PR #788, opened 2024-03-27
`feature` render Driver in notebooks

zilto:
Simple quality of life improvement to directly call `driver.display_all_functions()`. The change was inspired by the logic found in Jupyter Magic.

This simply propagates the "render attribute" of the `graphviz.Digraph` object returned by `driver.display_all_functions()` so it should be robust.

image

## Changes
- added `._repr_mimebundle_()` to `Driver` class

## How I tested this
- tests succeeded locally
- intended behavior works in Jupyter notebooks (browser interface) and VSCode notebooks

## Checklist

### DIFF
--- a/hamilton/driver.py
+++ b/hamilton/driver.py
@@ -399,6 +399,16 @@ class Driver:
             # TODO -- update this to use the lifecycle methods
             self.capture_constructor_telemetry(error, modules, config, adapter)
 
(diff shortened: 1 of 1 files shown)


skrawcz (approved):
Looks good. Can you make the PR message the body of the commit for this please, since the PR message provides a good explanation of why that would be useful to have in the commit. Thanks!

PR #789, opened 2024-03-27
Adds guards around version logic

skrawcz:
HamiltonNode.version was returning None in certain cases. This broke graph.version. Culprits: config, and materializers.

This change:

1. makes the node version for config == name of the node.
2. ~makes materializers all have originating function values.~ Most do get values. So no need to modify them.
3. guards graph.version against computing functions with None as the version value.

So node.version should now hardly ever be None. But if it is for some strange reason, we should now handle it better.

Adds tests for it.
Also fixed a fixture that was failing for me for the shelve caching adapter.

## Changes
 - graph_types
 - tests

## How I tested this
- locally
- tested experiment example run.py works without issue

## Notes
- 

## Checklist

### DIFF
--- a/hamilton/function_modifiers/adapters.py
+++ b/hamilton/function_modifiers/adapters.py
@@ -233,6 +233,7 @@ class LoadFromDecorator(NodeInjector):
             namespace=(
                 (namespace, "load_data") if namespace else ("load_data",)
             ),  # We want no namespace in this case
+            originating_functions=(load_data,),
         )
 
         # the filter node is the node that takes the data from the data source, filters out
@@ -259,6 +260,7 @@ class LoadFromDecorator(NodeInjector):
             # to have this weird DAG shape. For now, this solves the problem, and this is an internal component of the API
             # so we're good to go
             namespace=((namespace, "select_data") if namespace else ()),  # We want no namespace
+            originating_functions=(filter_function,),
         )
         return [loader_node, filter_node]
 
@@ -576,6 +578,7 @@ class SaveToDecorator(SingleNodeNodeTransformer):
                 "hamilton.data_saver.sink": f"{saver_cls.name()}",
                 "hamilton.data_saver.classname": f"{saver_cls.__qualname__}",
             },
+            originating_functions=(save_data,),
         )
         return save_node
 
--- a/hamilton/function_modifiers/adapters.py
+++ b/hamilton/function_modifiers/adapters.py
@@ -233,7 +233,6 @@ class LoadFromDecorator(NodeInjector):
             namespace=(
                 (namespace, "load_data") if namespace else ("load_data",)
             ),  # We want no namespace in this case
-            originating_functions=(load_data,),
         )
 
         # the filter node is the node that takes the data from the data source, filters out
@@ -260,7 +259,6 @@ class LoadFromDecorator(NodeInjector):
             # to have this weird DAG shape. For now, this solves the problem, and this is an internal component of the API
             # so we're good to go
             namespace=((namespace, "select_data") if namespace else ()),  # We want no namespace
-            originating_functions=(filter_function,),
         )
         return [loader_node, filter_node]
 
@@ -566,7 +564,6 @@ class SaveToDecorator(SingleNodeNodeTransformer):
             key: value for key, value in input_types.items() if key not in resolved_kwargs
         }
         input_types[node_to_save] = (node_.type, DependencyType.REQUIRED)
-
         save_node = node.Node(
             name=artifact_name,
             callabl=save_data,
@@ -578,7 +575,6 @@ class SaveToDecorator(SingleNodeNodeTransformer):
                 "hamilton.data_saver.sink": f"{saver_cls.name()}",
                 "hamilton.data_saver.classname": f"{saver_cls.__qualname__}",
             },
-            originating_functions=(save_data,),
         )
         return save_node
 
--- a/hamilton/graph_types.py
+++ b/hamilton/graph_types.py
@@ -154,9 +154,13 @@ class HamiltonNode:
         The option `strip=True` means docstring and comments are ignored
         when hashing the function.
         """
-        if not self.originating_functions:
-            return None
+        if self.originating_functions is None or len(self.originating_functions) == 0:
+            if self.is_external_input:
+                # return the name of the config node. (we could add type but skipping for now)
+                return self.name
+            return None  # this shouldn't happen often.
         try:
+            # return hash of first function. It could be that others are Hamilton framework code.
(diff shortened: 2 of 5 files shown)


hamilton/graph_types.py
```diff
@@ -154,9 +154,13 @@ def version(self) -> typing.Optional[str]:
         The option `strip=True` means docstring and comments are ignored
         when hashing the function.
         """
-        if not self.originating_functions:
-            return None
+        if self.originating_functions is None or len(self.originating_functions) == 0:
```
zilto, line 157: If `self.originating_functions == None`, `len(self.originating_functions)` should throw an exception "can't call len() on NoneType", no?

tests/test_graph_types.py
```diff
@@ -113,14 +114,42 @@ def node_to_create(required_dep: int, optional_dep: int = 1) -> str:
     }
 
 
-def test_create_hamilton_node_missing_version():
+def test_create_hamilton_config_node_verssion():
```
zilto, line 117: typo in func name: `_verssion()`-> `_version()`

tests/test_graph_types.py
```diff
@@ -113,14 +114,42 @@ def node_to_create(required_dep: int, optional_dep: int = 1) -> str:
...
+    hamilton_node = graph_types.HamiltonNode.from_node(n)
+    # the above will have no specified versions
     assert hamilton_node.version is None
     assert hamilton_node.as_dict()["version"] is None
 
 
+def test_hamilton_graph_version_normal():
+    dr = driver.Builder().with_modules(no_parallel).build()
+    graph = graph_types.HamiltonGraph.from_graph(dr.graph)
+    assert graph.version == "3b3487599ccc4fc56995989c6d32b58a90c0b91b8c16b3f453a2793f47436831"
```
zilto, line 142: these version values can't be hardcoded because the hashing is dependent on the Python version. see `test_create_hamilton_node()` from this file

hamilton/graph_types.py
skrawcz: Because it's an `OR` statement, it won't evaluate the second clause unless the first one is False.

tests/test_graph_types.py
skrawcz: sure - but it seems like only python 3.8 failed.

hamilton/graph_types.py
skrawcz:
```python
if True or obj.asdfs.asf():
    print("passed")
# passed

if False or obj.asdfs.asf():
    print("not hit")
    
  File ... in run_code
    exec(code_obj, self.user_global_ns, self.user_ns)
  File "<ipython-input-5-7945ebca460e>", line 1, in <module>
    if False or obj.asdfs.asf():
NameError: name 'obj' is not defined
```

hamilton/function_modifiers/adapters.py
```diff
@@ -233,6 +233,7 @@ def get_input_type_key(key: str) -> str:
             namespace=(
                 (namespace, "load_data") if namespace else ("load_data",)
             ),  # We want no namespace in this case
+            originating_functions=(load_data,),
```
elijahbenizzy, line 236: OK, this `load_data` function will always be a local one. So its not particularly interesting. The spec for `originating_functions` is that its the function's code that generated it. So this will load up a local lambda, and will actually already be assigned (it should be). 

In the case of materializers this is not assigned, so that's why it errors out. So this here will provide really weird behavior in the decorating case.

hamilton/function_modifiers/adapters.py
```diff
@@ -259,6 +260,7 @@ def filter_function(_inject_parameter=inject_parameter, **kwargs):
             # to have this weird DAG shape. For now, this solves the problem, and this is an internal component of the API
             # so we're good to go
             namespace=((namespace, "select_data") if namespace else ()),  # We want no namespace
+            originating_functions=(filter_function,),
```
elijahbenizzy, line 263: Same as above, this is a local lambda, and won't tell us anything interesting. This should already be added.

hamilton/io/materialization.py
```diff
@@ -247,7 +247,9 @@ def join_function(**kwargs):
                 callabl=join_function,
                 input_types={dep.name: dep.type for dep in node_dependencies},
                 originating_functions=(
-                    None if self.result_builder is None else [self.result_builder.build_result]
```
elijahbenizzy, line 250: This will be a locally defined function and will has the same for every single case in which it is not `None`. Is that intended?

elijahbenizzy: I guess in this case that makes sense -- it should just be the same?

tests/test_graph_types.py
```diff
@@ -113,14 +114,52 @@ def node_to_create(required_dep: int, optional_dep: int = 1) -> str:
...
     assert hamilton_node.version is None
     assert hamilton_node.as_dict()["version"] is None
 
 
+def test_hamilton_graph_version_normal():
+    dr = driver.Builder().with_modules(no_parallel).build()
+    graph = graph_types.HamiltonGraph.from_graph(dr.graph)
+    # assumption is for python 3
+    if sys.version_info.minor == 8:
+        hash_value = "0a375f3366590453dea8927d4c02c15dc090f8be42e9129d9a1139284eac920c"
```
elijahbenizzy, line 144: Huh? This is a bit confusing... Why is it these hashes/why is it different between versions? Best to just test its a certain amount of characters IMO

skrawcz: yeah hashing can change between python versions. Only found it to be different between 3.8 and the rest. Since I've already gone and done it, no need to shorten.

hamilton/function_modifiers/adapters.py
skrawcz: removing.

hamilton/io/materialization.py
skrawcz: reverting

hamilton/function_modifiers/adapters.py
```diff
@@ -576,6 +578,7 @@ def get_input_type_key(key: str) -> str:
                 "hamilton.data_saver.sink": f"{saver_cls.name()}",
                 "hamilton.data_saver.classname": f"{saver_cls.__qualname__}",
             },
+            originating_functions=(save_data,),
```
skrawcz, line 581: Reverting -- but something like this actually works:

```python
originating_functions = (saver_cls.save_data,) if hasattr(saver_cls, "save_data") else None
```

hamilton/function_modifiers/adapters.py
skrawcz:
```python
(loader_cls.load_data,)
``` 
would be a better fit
⁂
TASK: Out of the records above, pull the lines that include the word "interesting".

OUTPUT:
elijahbenizzy, line 236: OK, this `load_data` function will always be a local one. So its not particularly interesting. The spec for `originating_functions` is that its the function's code that generated it. So this will load up a local lambda, and will actually already be assigned (it should be). 
elijahbenizzy, line 263: Same as above, this is a local lambda, and won't tell us anything interesting. This should already be added.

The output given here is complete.